おれは試にRomanov家に忠誠を誓い蒙古の幕下に加わると言うなら和平を認め、日本との交渉にも協力すると使者を送った。蔡鍔は丁重な礼とともに拒絶した。受け入れるか送った部下が首だけで帰るかのどちらだろうと思っていたから驚いた。

断られたのだから漢人の共和国の息の根を止める為に雲南省の奥地に兵を送る。道も険しかったが最後の最後まで抵抗が続き、年の瀬までかかった。蔡鍔は蒙古兵を何人か撃ち殺すと自裁したと言う。

計画が狂った。生捕りにして日本との緩衝地として長江以南を任せようとしたのだ。目の前で捕虜にした漢人を三四十人火炙りにすれば受け入れると思って用意していたが仕方ない。直ちに斬首しよう。

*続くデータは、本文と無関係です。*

PR #26842, opened 2026-05-29
[Block Streaming] consensus sync full nodes to verify local checkpoints

akichidis:
## Description 

Currently full nodes by default are executing transactions from synced (verified) checkpoints exclusively https://github.com/MystenLabs/sui/blob/027024d7f6a91a4cf5701b7e2f17d837cd6d09c3/crates/sui-core/src/checkpoints/checkpoint_executor/mod.rs#L384

For full nodes that have block streaming enabled (consensus sync) we should attempt to use the code path that validators follow and verify locally (verified) built checkpoints instead.

This PR is:
* allowing the consensus sync full nodes (that ones that run consensus) to attempt verify locally built checkpoints
* matching the existing logic that populates that legacy json indexes and the rpc indexes
* populating the full data to the checkpoint state (so the subscribers can successfully receive them)

## Test plan 

CI/Simtests/PT

**Note:** building an Antithesis setup to use an consensus sync full node instead of a state sync only. Will let it run for a few hours to confirm the behaviour.

---

## Release notes

- [ ] Protocol: 
- [ ] gRPC:
- [ ] JSON-RPC: 
- [ ] GraphQL: 
- [ ] CLI: 
- [ ] Rust SDK:
- [ ] Indexing Framework:

### DIFF
--- a/crates/sui-benchmark/tests/simtest.rs
+++ b/crates/sui-benchmark/tests/simtest.rs
@@ -2156,6 +2156,7 @@ mod test {
     #[sim_test(config = "test_config()")]
     async fn test_network_with_observer_node() {
         use consensus_config::{NetworkPublicKey, ObserverParameters, PeerRecord};
+        use sui_benchmark::workloads::composite::*;
         use sui_types::crypto::KeypairTraits;
 
         sui_protocol_config::ProtocolConfig::poison_get_for_min_version();
@@ -2258,26 +2259,44 @@ mod test {
         // Let the Observer node stabilize
         tokio::time::sleep(Duration::from_secs(5)).await;
 
-        info!("Running network for a period to verify Observer node doesn't crash");
+        info!("Running object-funds workload to verify Observer node doesn't crash");
 
-        // Let the network run for a while to ensure the Observer node is stable
-        // Submit a few transactions to generate some network activity
-        let sender = test_cluster.get_address_0();
-        let rgp = test_cluster.get_reference_gas_price().await;
-
-        for i in 0..5 {
-            info!("Submitting transaction {}", i);
-            // Fund an address to generate some transaction activity
-            let _ = test_cluster
-                .fund_address_and_return_gas(rgp, None, sender)
-                .await;
-            tokio::time::sleep(Duration::from_secs(2)).await;
+        let composite_metrics = Arc::new(Mutex::new(CompositionMetrics::new()));
+        let composite_config = CompositeWorkloadConfig {
+            num_shared_counters: 1,
+            address_balance_amount: 1000,
+            address_balance_gas_probability: 0.0,
+            mixed_gas_payment_probability: 0.0,
+            conflicting_transaction_probability: 0.0,
+            alias_tx_probability: 0.0,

中国統治案が白紙となり苛立ちを感じていると、潜伏していた蒋介石他数人の旧国民党幹部を捕えたと報告があった。今は弱者の顔を見たくはない。部下に適当に拷問させて適当に殺させよう。

いや、生かしておけば何か活きるときがあるかもしれない。部下に適当に拷問してRomanov家の尊さと革命の卑さを叩込むよう指示した。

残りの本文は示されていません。